Transcribe every record exactly as it appears.

Extracted material:
►

PR #3335, opened 2026-04-21
chore(x-engage): drop disclosure line from X replies

la14-1:
## Summary
- Removes the "(disclosure: i help build this)" instruction from the X engagement prompt (`x-engage-prompt.md`)
- X/Twitter replies now post as-is without any attribution footer
- Reddit growth prompt (`growth-prompt.md`) still keeps its disclosure requirement — only X was changed per request

## Test plan
- [ ] Next X engagement cycle drafts a reply without the disclosure line


AhmedTMM (approved):
Clean prompt tweak, no code risk.

PR #96, opened 2023-08-26
Add version update script

paulgb:
Adds a script for updating npm versions.

This repurposes the script that was used before by the github workflow to check that versions are in sync. (That check still exists, but uses the new script instead.)

If the script is passed no CLI arguments, it will check existing dependencies and return a non-zero value if they are mismatched (same behavior as before).

If the script is passed a CLI argument, that argument should be a valid semver version number. The new behavior is to:

- For each package in the workspace:
    - If the package is not marked as `private`, update its version to the new version number.
    - Update the versions any dependencies that are also in the workspace.
    - Save the new `package.json`
 
To run the script:

```npx ts-node scripts/set-js-version.ts 0.0.6```

Or, to just run a check:

```npx ts-node scripts/set-js-version.ts```


rolyatmax (approved):
Looking good - just two things:

1. The `package.json`s that are generated don't have a trailing newline at the end of the file.
2. The package lock file for the workspace needs to be regenerated after the version bump.

paulgb:
> Looking good - just two things:
> 
> 1. The `package.json`s that are generated don't have a trailing newline at the end of the file.
> 2. The package lock file for the workspace needs to be regenerated after the version bump.

Good point. Re #2, is running `npm install` in root sufficient to do this?

rolyatmax:
> Good point. Re #2, is running `npm install` in root sufficient to do this?

Yup!

PR #98, opened 2023-08-26
Simplify integration test config

paulgb:
We don't need a separate test environment just to test auth, we can just pass in an auth environment variable (thanks @pretentious7 for figuring that out!)


crates/y-sweet-worker/wrangler.toml
```diff
@@ -47,17 +47,3 @@ bindings = [
 binding = "Y_SWEET_DATA"
 bucket_name = "y-sweet-data-staging"
 preview_bucket_name = "y-sweet-data-dev"
-
-[env.auth-test]
-vars.WORKERS_RS_VERSION = "0.0.11"
```
pretentious7, line 52: this variable not needed anymore?

paulgb: the entire `auth-test` environment is no longer needed. Instead we just use the test env and pass an additional variable.

pretentious7: Yea but the version variable is not defined in the env vars

paulgb: It's defined on line 39 for `[env.test]`
image

The code that invoked `[env.auth-test]` no longer exists

image

PR #102, opened 2023-09-01
connection string language update in examples

feliciachang:


js-pkg/sdk/README.md
```diff
@@ -46,9 +43,9 @@ type HomeProps = {
 
 export default async function Home({ searchParams }: HomeProps) {
     // Point to a local or production y-sweet server.
-    const apiEndpoint = "http://localhost:8080"
+    const connectionString = "http://localhost:8080"
```
rolyatmax, line 46: maybe we change this to something like:
```ts
const connectionString = "[MY_CONNECTION_STRING]"
```
And then mention either in text or in a comment where you can get a connection string.

rolyatmax (approved):
One comment there, otherwise LGTM

PR #107, opened 2023-09-04
Add version to objects

paulgb:
This adds a field called `__version` to the `Y.*` objects returned by `useMap`, `useArray`, and `useText`. This field is incremented only when the underlying document data has changed, enabling it to be used as a parameter to a `useMemo` that acts on the map/array/text object in question.

I also implement the change on the voxel editor, where it should lead to a performance improvement.


js-pkg/react/src/main.tsx
```diff
@@ -161,57 +161,70 @@ export function YDocProvider(props: YDocProviderProps) {
...
-function useRedraw() {
-  const [_, setRedraw] = useState(0)
-  return useCallback(() => setRedraw((x) => x + 1), [setRedraw])
+function useVersion(): [number, () => void] {
+  const [version, setRedraw] = useState(0)
+  return [version, useCallback(() => setRedraw((x) => x + 1), [setRedraw])]
 }
 
-export type ObserverKind = 'deep' | 'shallow' | 'none'
+export type ObserverKind = 'deep' | 'shallow' | 'none' | boolean
```
rolyatmax, line 169: Hmm, what's the upside here? Is this solving a specific problem? If it's just another way to specify `deep` and `none`, I'd vote for removing the boolean. I think it adds ambiguity for readers - makes them have to know what `true` and `false` mean as configuration values alongside strings. It's also potentially confusing for writers who see that there are 5 possible values for this property and either have to look up the difference between them all, or, worse, intuit incorrectly what they mean.

paulgb: good point, removed

rolyatmax:
I think there are some gotchas with this approach:

1. Using `__version` in a dependency array is probably often worse than just using the value in the Y* object. The exception might be where lots of values in a deeply-nested object would otherwise be used.

For example,

```tsx
function MyComponent() {
  const obj = useMap('my-map')
  useEffect(() => {
    // do something with obj.foo
  }, [obj.foo]) // better to use obj.foo here instead of obj.__version since __version may change more often than foo
}
```

If there are lots of values in a deeply-nested object that are used in the hook, then it might be easier to use `__version`, but you could end up with some false positives.

The way I think we're expected to deal with the object-reference-not-changing issue is to only use primitive values (no objects or arrays) in dependency lists. I _think_ the react hooks linter `exhaustive-deps` rule might even complain if you stick an object in the dependency list? Not sure.

Anyway, the point here  is that `__version` is probably not something most people should reach for, since, in my experience, dependency lists can usually just include primitive values without things getting out of control.

2. It could be easy for devs to think that `__version` is some canonical version for the object across all clients and use it as such. Even if devs figure out that gotcha, they might think that a Yjs object's `__version` is at least the same across components, but that's not true either.

For example,

```tsx
function Outer() {
  const textOuter = useText('my-text')
  return someConditional ? <Inner textOuter={textOuter} /> : null
}

function Inner(props) {
  const textInner = useText('my-text')
  props.textOuter.__version === textInner.__version // false
}
```

Two components that reference the same Yjs object can have different version numbers, even if both objects are up to date. That's because the `[version, setVersion] = setState(0)` call that happens deep in the hooks is creating a version that's local to the component the `useText` is used in. (Actually, it's local to the component + order the hook was called in. So two `useText('my-text')`s in the same component will technically have different a piece of version state.)

This ends up being a pretty big gotcha if these objects are passed around to different components and compared, used for debugging, or are used for anything besides dependency arrays, really.

Given all this, I wonder if the downsides are greater than the upsides. Maybe a better solution would be not using React state to store the `__version`? Is it possible to have a version stored on the Yjs object itself, so that it's the same across all clients?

◄

Response for this exercise:
PR #3335, opened 2026-04-21
chore(x-engage): drop disclosure line from X replies

la14-1:
## Summary
- Removes the "(disclosure: i help build this)" instruction from the X engagement prompt (`x-engage-prompt.md`)
- X/Twitter replies now post as-is without any attribution footer
- Reddit growth prompt (`growth-prompt.md`) still keeps its disclosure requirement — only X was changed per request

## Test plan
- [ ] Next X engagement cycle drafts a reply without the disclosure line


AhmedTMM (approved):
Clean prompt tweak, no code risk.

PR #96, opened 2023-08-26
Add version update script

paulgb:
Adds a script for updating npm versions.

This repurposes the script that was used before by the github workflow to check that versions are in sync. (That check still exists, but uses the new script instead.)

If the script is passed no CLI arguments, it will check existing dependencies and return a non-zero value if they are mismatched (same behavior as before).

If the script is passed a CLI argument, that argument should be a valid semver version number. The new behavior is to:

- For each package in the workspace:
    - If the package is not marked as `private`, update its version to the new version number.
    - Update the versions any dependencies that are also in the workspace.
    - Save the new `package.json`
 
To run the script:

```npx ts-node scripts/set-js-version.ts 0.0.6```

Or, to just run a check:

```npx ts-node scripts/set-js-version.ts```


rolyatmax (approved):
Looking good - just two things:

1. The `package.json`s that are generated don't have a trailing newline at the end of the file.
2. The package lock file for the workspace needs to be regenerated after the version bump.

paulgb:
> Looking good - just two things:
> 
> 1. The `package.json`s that are generated don't have a trailing newline at the end of the file.
> 2. The package lock file for the workspace needs to be regenerated after the version bump.

Good point. Re #2, is running `npm install` in root sufficient to do this?

rolyatmax:
> Good point. Re #2, is running `npm install` in root sufficient to do this?

Yup!

PR #98, opened 2023-08-26
Simplify integration test config

paulgb:
We don't need a separate test environment just to test auth, we can just pass in an auth environment variable (thanks @pretentious7 for figuring that out!)


crates/y-sweet-worker/wrangler.toml
```diff
@@ -47,17 +47,3 @@ bindings = [
 binding = "Y_SWEET_DATA"
 bucket_name = "y-sweet-data-staging"
 preview_bucket_name = "y-sweet-data-dev"
-
-[env.auth-test]
-vars.WORKERS_RS_VERSION = "0.0.11"
```
pretentious7, line 52: this variable not needed anymore?

paulgb: the entire `auth-test` environment is no longer needed. Instead we just use the test env and pass an additional variable.

pretentious7: Yea but the version variable is not defined in the env vars

paulgb: It's defined on line 39 for `[env.test]`
image

The code that invoked `[env.auth-test]` no longer exists

image

PR #102, opened 2023-09-01
connection string language update in examples

feliciachang:


js-pkg/sdk/README.md
```diff
@@ -46,9 +43,9 @@ type HomeProps = {
 
 export default async function Home({ searchParams }: HomeProps) {
     // Point to a local or production y-sweet server.
-    const apiEndpoint = "http://localhost:8080"
+    const connectionString = "http://localhost:8080"
```
rolyatmax, line 46: maybe we change this to something like:
```ts
const connectionString = "[MY_CONNECTION_STRING]"
```
And then mention either in text or in a comment where you can get a connection string.

rolyatmax (approved):
One comment there, otherwise LGTM

PR #107, opened 2023-09-04
Add version to objects

paulgb:
This adds a field called `__version` to the `Y.*` objects returned by `useMap`, `useArray`, and `useText`. This field is incremented only when the underlying document data has changed, enabling it to be used as a parameter to a `useMemo` that acts on the map/array/text object in question.

I also implement the change on the voxel editor, where it should lead to a performance improvement.


js-pkg/react/src/main.tsx
```diff
@@ -161,57 +161,70 @@ export function YDocProvider(props: YDocProviderProps) {
...
-function useRedraw() {
-  const [_, setRedraw] = useState(0)
-  return useCallback(() => setRedraw((x) => x + 1), [setRedraw])
+function useVersion(): [number, () => void] {
+  const [version, setRedraw] = useState(0)
+  return [version, useCallback(() => setRedraw((x) => x + 1), [setRedraw])]
 }
 
-export type ObserverKind = 'deep' | 'shallow' | 'none'
+export type ObserverKind = 'deep' | 'shallow' | 'none' | boolean
```
rolyatmax, line 169: Hmm, what's the upside here? Is this solving a specific problem? If it's just another way to specify `deep` and `none`, I'd vote for removing the boolean. I think it adds ambiguity for readers - makes them have to know what `true` and `false` mean as configuration values alongside strings. It's also potentially confusing for writers who see that there are 5 possible values for this property and either have to look up the difference between them all, or, worse, intuit incorrectly what they mean.

paulgb: good point, removed

rolyatmax:
I think there are some gotchas with this approach:

1. Using `__version` in a dependency array is probably often worse than just using the value in the Y* object. The exception might be where lots of values in a deeply-nested object would otherwise be used.

For example,

```tsx
function MyComponent() {
  const obj = useMap('my-map')
  useEffect(() => {
    // do something with obj.foo
  }, [obj.foo]) // better to use obj.foo here instead of obj.__version since __version may change more often than foo
}
```

If there are lots of values in a deeply-nested object that are used in the hook, then it might be easier to use `__version`, but you could end up with some false positives.

The way I think we're expected to deal with the object-reference-not-changing issue is to only use primitive values (no objects or arrays) in dependency lists. I _think_ the react hooks linter `exhaustive-deps` rule might even complain if you stick an object in the dependency list? Not sure.

Anyway, the point here  is that `__version` is probably not something most people should reach for, since, in my experience, dependency lists can usually just include primitive values without things getting out of control.

2. It could be easy for devs to think that `__version` is some canonical version for the object across all clients and use it as such. Even if devs figure out that gotcha, they might think that a Yjs object's `__version` is at least the same across components, but that's not true either.

For example,

```tsx
function Outer() {
  const textOuter = useText('my-text')
  return someConditional ? <Inner textOuter={textOuter} /> : null
}

function Inner(props) {
  const textInner = useText('my-text')
  props.textOuter.__version === textInner.__version // false
}
```

Two components that reference the same Yjs object can have different version numbers, even if both objects are up to date. That's because the `[version, setVersion] = setState(0)` call that happens deep in the hooks is creating a version that's local to the component the `useText` is used in. (Actually, it's local to the component + order the hook was called in. So two `useText('my-text')`s in the same component will technically have different a piece of version state.)

This ends up being a pretty big gotcha if these objects are passed around to different components and compared, used for debugging, or are used for anything besides dependency arrays, really.

Given all this, I wonder if the downsides are greater than the upsides. Maybe a better solution would be not using React state to store the `__version`? Is it possible to have a version stored on the Yjs object itself, so that it's the same across all clients?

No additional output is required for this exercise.